Like branta said go 12 hours west and shoot all the snows you want.
_Posted via Mobile Device_


----------



## Branta (Feb 6, 2002)

orrrrrrrrr,

you can grab your bag this friday and meet me at the airport.

we're going to try and smack some over by summer lake, OR


----------



## waxico (Jan 21, 2008)

sooner or later they'll find the feed and roost opportunities in Michigan.
It might take another 5 years or so.

I definitely have seen an increase in Sea Duck numbers that are hanging around, due to the Zebra Mussels.

Pennsylvania is loaded with them in the winter, that's not that far away.

Be careful what you wish for though....ever chase them?
I hope you won't mind investing in a Semi, for the decoys.


----------



## BenelliBrother (Sep 21, 2009)

What state has the best fall flight of snows/blues? Minnesota any good or do you have to go in to the Dakotas?


----------



## fishsticker (Oct 31, 2005)

The sand lake nwr in SD has over 100,000 snows/blus in the area now, they have a nice website with migration reports. I'm sure there's still a lot in ND still as well.


----------



## smoke (Jun 3, 2006)

Texas and Arkansas are loaded in December through Feburary. Mississippi at the right time we see 100's of thousands, usualy in December when we're down there for a week of duck hunting. Mo, Nebraska, South Dakota, North Dakota and North as they fly back to the North in the spring. 
Smoke


----------



## wavie (Feb 2, 2004)

duckhunterr13 said:


> its interesting that we have so many lakes not to mention the great lakes and they totally avoid this migratory route to go down the eastern coast and prairie pothole region


Saginaw Bay used to be a traditional stop over many moons ago. When agriculture practices really changed so did the snows migration patterns. Greaters on the east coast probably wont come this far west. Maybe the lessers will shift again to the east.
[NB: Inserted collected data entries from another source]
PR #1420, opened 2026-07-24
feat(cli): run test sessions via the async v1 scheduling API [RED-680] [show]

sorccu:
Linear: RED-680

## What

`checkly test` and `checkly trigger --record` now run test sessions through the new asynchronous scheduling API instead of the legacy synchronous endpoint:

- `TestSessions.run()` calls `POST /v1/test-sessions/run`. The 202 arrives as soon as the session is validated and persisted — the backend dispatches the checks in the background — and additionally carries a `schedulingId` identifying the dispatch operation.
- New REST helpers cover the scheduling status endpoints: `getSchedulingCompletion` and `pollSchedulingUntilComplete` (30s long-poll on `GET /v1/test-sessions/scheduling/{schedulingId}/completion`, 408 → retry).

## Keeping dispatch failures visible

With the synchronous endpoint, a dispatch failure (bad snippet, missing private location, queue trouble) surfaced in the HTTP response itself. Under the async contract the 202 predates dispatch, so without anything else a background dispatch failure would mean: 202, then no results, until the per-check timeout expires with a generic message. To keep the old failure visibility:

- While results stream over MQTT, a `watchScheduling` promise polls the scheduling operation and rejects with `TestSessionSchedulingFailedError` (`code: SCHEDULING_ERROR | ABANDONED`) the moment dispatch fails — including when the scheduling worker dies and the backend reaper reclaims the operation. The run exits non-zero within seconds, with the real error.
- `--detach` awaits scheduling success before emitting DETACH, so detach mode cannot exit zero for a session that was never dispatched.
- Poll infrastructure errors are best-effort: they never fail an otherwise healthy run.

## Behavior notes (accepted)

- An ERROR can now surface mid-stream (previously only at start or timeout).
- `--detach` gains a few seconds of latency (one completion poll round-trip).
- The 408 retry loop is deliberately unbackoffed, matching the deploy completion polling convention.

## Backend dependency

Requires the new v1 test-session scheduling endpoints on the Checkly backend (internal change, tracked under RED-680; in the merge queue at the time of writing). **Blocked from release — not from merge** — until that backend change is live in production: the CLI calls v1 unconditionally, with no fallback to the legacy endpoint (deliberate decision). Merging is safe; releasing before the backend is deployed would break `checkly test` for everyone on the new version.

https://claude.ai/code/session_01HFcrNm7uzzkD1p87Nf9AhP

### DIFF
--- a/packages/cli/src/rest/__tests__/test-sessions.spec.ts
+++ b/packages/cli/src/rest/__tests__/test-sessions.spec.ts
@@ -41,7 +41,7 @@ describe('TestSessions REST client', () => {
       shouldRecord: true,
     } as any)
 
-    expect(api.post).toHaveBeenCalledWith('/next/test-sessions/run', expect.objectContaining({
+    expect(api.post).toHaveBeenCalledWith('/v1/test-sessions/run', expect.objectContaining({
       repoInfo: githubRepoInfo,
     }), expect.any(Object))
   })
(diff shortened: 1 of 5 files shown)


sorccu:
The failing `retry-project > Should execute retries` e2e is not caused by this PR: it fails identically on every branch (including ones using the legacy endpoint, e.g. #1419) since 2026-07-23, because of a regression in the production results pipeline that silently disables ad-hoc retries. Tracked internally as TREE-1094. The rest of the e2e suite passes on this branch.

I always found it odd that the majority of snows we shot in the very southern tip of James bay (hanna bay)flew west to Mantiboa and the dakotas. I'm sure a few of those filtered through MI.


----------



## Zorba (Jan 24, 2007)

wavie said:


> Saginaw Bay used to be a traditional stop over many moons ago. When agriculture practices really changed so did the snows migration patterns. Greaters on the east coast probably wont come this far west. Maybe the lessers will shift again to the east.
> 
> I always found it odd that the majority of snows we shot in the very southern tip of James bay (hanna bay)flew west to Mantiboa and the dakotas. I'm sure a few of those filtered through MI.


 
Canadas come through Michigan from James Bay. You would think that the snows from James Bay would also follow them down.


----------



## Zorba (Jan 24, 2007)

waxico said:


> sooner or later they'll find the feed and roost opportunities in Michigan.
> It might take another 5 years or so.
> 
> I definitely have seen an increase in Sea Duck numbers that are hanging around, due to the Zebra Mussels.
> ...


 
Do you think that agriculture lands have increased over the last 20 years? Enough to bring in more birds to Michigan. I know there is allot of farms in the SLP but, more to change migration.

I guess that I don't get down that way to enough to see a difference. 

It would be nice to see the extra birds


----------



## dankoustas (Sep 18, 2007)

I have heard that the huge overpopulation of snow geese are desimating their traditional arctic nesting and feeding grounds. This is why there are such liberal limits and spring hunting, I would think. Anyhow, I am wondering if the snows will start to come through Michigan more as they find new nesting and feeding grounds up north. All I know is that it would be fun to have them flying through here in decent numbers, I have never even seen one. Your thoughts??


----------



## duckhunterr13 (Jun 3, 2008)

dankoustas said:


> I have heard that the huge overpopulation of snow geese are desimating their traditional arctic nesting and feeding grounds. This is why there are such liberal limits and spring hunting, I would think. Anyhow, I am wondering if the snows will start to come through Michigan more as they find new nesting and feeding grounds up north. All I know is that it would be fun to have them flying through here in decent numbers, I have never even seen one. Your thoughts??


funny story,
i usually hunt the thumb quite a bit. every year we see more and more snows. i hunt with a mix of canadas and snows to mock farm ducks and geese they regularly land with up there. i left my 1 snow goose bigfoot at camp with another canada bigfoot and at about 9am a single canada and a single snow (grouped together) passed my floating rig (@60+yds up) and landed in my camp with the damn decoys i left behind. i started the stalk from my blind and just when i got far enough away from the blind not to hide again, they took off and were coming back to my floaters AND BUSTED ME!!! never got a shot off. go figure. but i do see them up there, and i have harvested a blue up there recently. check my albums for the pics if interested


----------



## eyecatcher (Feb 2, 2004)

I hunted the bay for many years and we never really had any snows/blues in any numbers. It seems we would only get them when they had a late hatch they would stop off to rest the young, other then that they went over us on their way to Texas. The big thing is we are not really in either the Atlantic or Mississippi flyways we are sort of between the two. We don't get the big number of birds the center of the each flyway gets. We have a fair population of local birds and we get some flight birds but nothing compared to the center of the Mississippi flyway.


----------